[Start of section]

PR #9553, opened 2017-10-25
[TIMOB-25416] Ambiguous certificates trigger development provisioning…

feons:
… profiles validation error

**JIRA:** https://jira.appcelerator.org/browse/TIMOB-25416

### DIFF
--- a/iphone/cli/commands/_build.js
+++ b/iphone/cli/commands/_build.js
@@ -215,7 +215,7 @@ iOSBuilder.prototype.assertIssue = function assertIssue(issues, name) {
  * @returns {Array}
  * @access private
  */
-iOSBuilder.prototype.findCertificate = function findCertificate(name, type) {
+iOSBuilder.prototype.findCertificates = function findCertificates(name, type) {
 	const certs = [];
 	/* eslint-disable max-depth */
 	if (name && this.iosInfo) {
@@ -1049,9 +1049,9 @@ iOSBuilder.prototype.configOptionPPuuid = function configOptionPPuuid(order) {
 
 			let certs;
 			if (target === 'device') {
-				certs = _t.findCertificate(cli.argv['developer-name'], 'developer');
+				certs = _t.findCertificates(cli.argv['developer-name'], 'developer');
 			} else {
-				certs = _t.findCertificate(cli.argv['distribution-name'], 'distribution');
+				certs = _t.findCertificates(cli.argv['distribution-name'], 'distribution');
 			}
 
 			const pems = certs.map(function (c) {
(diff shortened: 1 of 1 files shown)


iphone/cli/commands/_build.js
```diff
@@ -3167,7 +3182,8 @@ iOSBuilder.prototype.createXcodeProject = function createXcodeProject(next) {
 		};
 		xobjs.PBXShellScriptBuildPhase[buildPhaseUuid + '_comment'] = '"' + name + '"';
 	} else if (this.target === 'device') {
-		buildSettings.CODE_SIGN_IDENTITY = '"iPhone Developer: ' + this.certDeveloperName + '"';
```
hansemannn: Doesn't this break the build? Always thought it has to have a certain structure.

iphone/cli/commands/_build.js
```diff
@@ -208,14 +208,15 @@ iOSBuilder.prototype.assertIssue = function assertIssue(issues, name) {
...
- * Retrieves the certificate information by name.
+ * Retrieves the list of certificate information by name.
  *
  * @param {String} name - The cert name.
  * @param {String} [type] - The type of cert to scan (developer or distribution).
- * @returns {Object|null}
+ * @returns {Array}
  * @access private
  */
 iOSBuilder.prototype.findCertificate = function findCertificate(name, type) {
```
hansemannn: Should be plural since it returns multiple certificates now.

iphone/cli/commands/_build.js
```diff
@@ -1020,9 +1027,9 @@ iOSBuilder.prototype.configOptionPPuuid = function configOptionPPuuid(order) {
 			let maxAppId = 0;
 			let pp;
 
-			function prep(a, cert) {
+			function prep(a, certs) {
 				return a.filter(function (p) {
-					if (!p.expired && !p.managed && (!cert || p.certs.indexOf(cert) !== -1)) {
+					if (!p.expired && !p.managed && (!certs || intersection(p.certs, certs).length > 0)) {
```
hansemannn: So your idea is to grab all certificates, intersect them with the the one in the provided by the build?

iphone/cli/commands/_build.js
```diff
@@ -1160,15 +1171,19 @@ iOSBuilder.prototype.configOptionPPuuid = function configOptionPPuuid(order) {
...
+					certs = _t.findCertificate(cli.argv['distribution-name'], 'distribution');
 				}
 
-				if (cert && p.certs.indexOf(cert.pem.replace(pemCertRegExp, '')) === -1) {
-					return callback(new Error(__('Specified provisioning profile UUID "%s" does not include the "%s" certificate', value, cert.name)));
+				const pems = certs.map(function (c) {
+					return c.pem.replace(pemCertRegExp, '');
+				})
+
+				if (certs.length > 0 && intersection(p.certs, pems).length < 0) {
```
hansemannn: If the intersection returns 0, it is okay?

hansemannn (changes requested):
Left a few questions

iphone/cli/commands/_build.js
feons: fixed.

iphone/cli/commands/_build.js
feons: fixed.

iphone/cli/commands/_build.js
feons: yeah, intersection of list of certs assigned to the profile and all certs returned by findCertificates.

iphone/cli/commands/_build.js
feons: Does it?

cb1kenobi: I know for distribution builds, we HAD to remove the certificate name. Perhaps it's OK for device (developer) builds too? Also, older Xcodes may have issue, but I'm not sure.

hansemannn: It always used to be `iPhone Developer: XXXXXX` for device and `iPhone Distribution: XXXXXX` for dist-builds. If that's not required anymore: Cool! But we should research that before to confirm it actually does in all cases (Xcode 8+9 at least).

hansemannn: Just confirmed on Xcode 9: It can be left blank, so `iPhone Developer` for device (aka `Debug`) and `iPhone Distribution` for dist-builds (aka `Release`).

hansemannn (approved):

hansemannn:
@feons Please backport to 6_3_X, thx!

PR #9555, opened 2017-10-26
[TIMOB-25346] iOS: Fix JSON-parse edge-case when sending view-proxy

hansemannn:
**JIRA:** https://jira.appcelerator.org/browse/TIMOB-25346

### DIFF
--- a/iphone/Classes/AppModule.m
+++ b/iphone/Classes/AppModule.m
@@ -17,6 +17,7 @@
 #import <UIKit/UILocalNotification.h>
 #import <unistd.h>
 #import "TiLayoutQueue.h"
+#import "SBJSON.h"
 
 extern NSString * const TI_APPLICATION_DEPLOYTYPE;
 extern NSString * const TI_APPLICATION_ID;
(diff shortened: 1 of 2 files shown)


mukherjee2 (approved):
Node Version: 6.11.5
NPM Version: 3.10.10
Mac OS: 10.13
Appc CLI: 6.2.4
Appc CLI NPM: 4.2.10-2
Titanium SDK version: 6.3.0.v20171026120035 (artifact from this P/R)
Xcode 9.0.1/iOS 11.0.3 iPhone 7 Plus
Launched app. Clicked "Trigger". Clicked "Close". There was no crash and app functioned as expected. I tried again with older SDK (affected version), and the app gave a run-time error when I clicked "Close".

mukherjee2:
@hansemannn FR passed, but there are two tasks that need to be done (1) Does it need CR? (2) Merge button is grayed out because of "commit cannot be built" error from Jenkins.

janvennemann (approved):
Looks good, CR passed!

PR #8016, opened 2016-05-24
[TIMOB-24042] iOS / Android: Refactor calendar module

kopiro:
**JIRA:** https://jira.appcelerator.org/browse/TIMOB-24042

Hello.
Me and @Jei totally refactored this module.
There are breaking changes, so maybe we have to discuss upfront.

PR #9558, opened 2017-10-26
[TIMOB-24042] iOS / Android: Refactor calendar module

hansemannn:
**JIRA:** https://jira.appcelerator.org/browse/TIMOB-24042

Cherry-picked from #8016.


iphone/Classes/TiCalendarRecurrenceRule.m
```diff
@@ -53,8 +53,12 @@ - (id)valueForUndefinedKey:(NSString *)key
...
   } else if ([key isEqualToString:@"end"]) {
     EKRecurrenceEnd *end = currRule.recurrenceEnd;
-    NSDictionary *recurrenceEnd = [NSDictionary dictionaryWithObjectsAndKeys:[TiUtils UTCDateForDate:end.endDate], @"endDate",
-                                                NUMUINTEGER(end.occurrenceCount), @"occurrenceCount", nil];
+    NSDictionary *recurrenceEnd = nil;
+    if (end.occurrenceCount > 0) {
+      recurrenceEnd = [NSDictionary dictionaryWithObjectsAndKeys:NUMUINTEGER(end.occurrenceCount), @"occurrenceCount", nil];
+    } else if (end.endDate != nil) {
+      recurrenceEnd = [NSDictionary dictionaryWithObjectsAndKeys:[TiUtils UTCDateForDate:end.endDate], @"endDate", nil];
+    }
```
hansemannn: @kopiro Hey Flavio, quick question on this one: What happens if the `EKRecurrenceEnd` has both `occurrenceCount` and `endDate`? Won't the `endDate` get lost with this change? Maybe add an `if`-statement to check for both to retain the old behavior as well, adding the partial constructions as well?

apidoc/Titanium/Calendar/Event.yml
```diff
@@ -246,13 +250,19 @@ properties:
...
     platforms: [iphone, ipad]
-    
+
   - name: recurrenceRules
     summary: The recurrence rules for the calendar item. (Available in iOS 5.1 and above.)
     type: Array<Titanium.Calendar.RecurrenceRule>
     osver: {ios: {min: "5.0"}}
     platforms: [iphone, ipad]
 
+  - name: rrule
```
jquick-axway: The `rrule` property is not defined in the Android `EventProxy`.

jquick-axway: Also, iOS' `recurrenceRules` property appears to be "RFC 2445" as well. I think we should dump this property and try to make it portable with the existing rules property for portability.

jquick-axway (changes requested):

jquick-axway:
@hansemannn, perhaps we should split this PR into two since the creatCalendar() handling needs more work on the Android side and due to the looming 7.0.0 release date.

We can move the date deprecation handling to a PR for 7.0.0. The rest of the changes are features that we can add later to 7.1.0 (they don't appear to be breaking changes). What do you think?

hansemannn:
Thanks for the review @jquick-axway, really appreciate it! If you want, we can split it up, although I am unsure how to retain the cherry-picked commits for that case.

kopiro:
Maybe we have to squash commits :)

jquick-axway:
@hansemannn, @kopiro, how about we hold on to this PR for 7.1.0. We can make a separate/simpler PR with the deprecations for 7.0.0 and cite the source in code comments.

Oh and I'm only recommending that we split the PR because we're supposed to release 7.0.0 by mid-November and that release date is non-negotiable. We have way to much stuff trying to get added into 7.0.0 at the moment and we want to minimize the risk of bugs/issues.

mukherjee2:
@hansemannn is there any resolution on this? Currently it's not passing CR. Is this being moved to 7.1.0?

jquick-axway:
@mukherjee2, this PR is being pushed out to 7.10.

We created new PR #9589 for 7.0.0 which contains this PR's deprecation warnings.

hansemannn:
@ypbnv I just rebased the PR with master and had to solve a few critical merge conflicts that overlapped with #9558. Would you mind checking if the Android side is still valid? The major differences were in the content resolvers and properties that are set to the native event (using the cursor). I will continue finishing this PR afterwards. Thank you!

[End of section]

Reproduce each line above that contains "passed".

@hansemannn FR passed, but there are two tasks that need to be done (1) Does it need CR? (2) Merge button is grayed out because of "commit cannot be built" error from Jenkins.
Looks good, CR passed!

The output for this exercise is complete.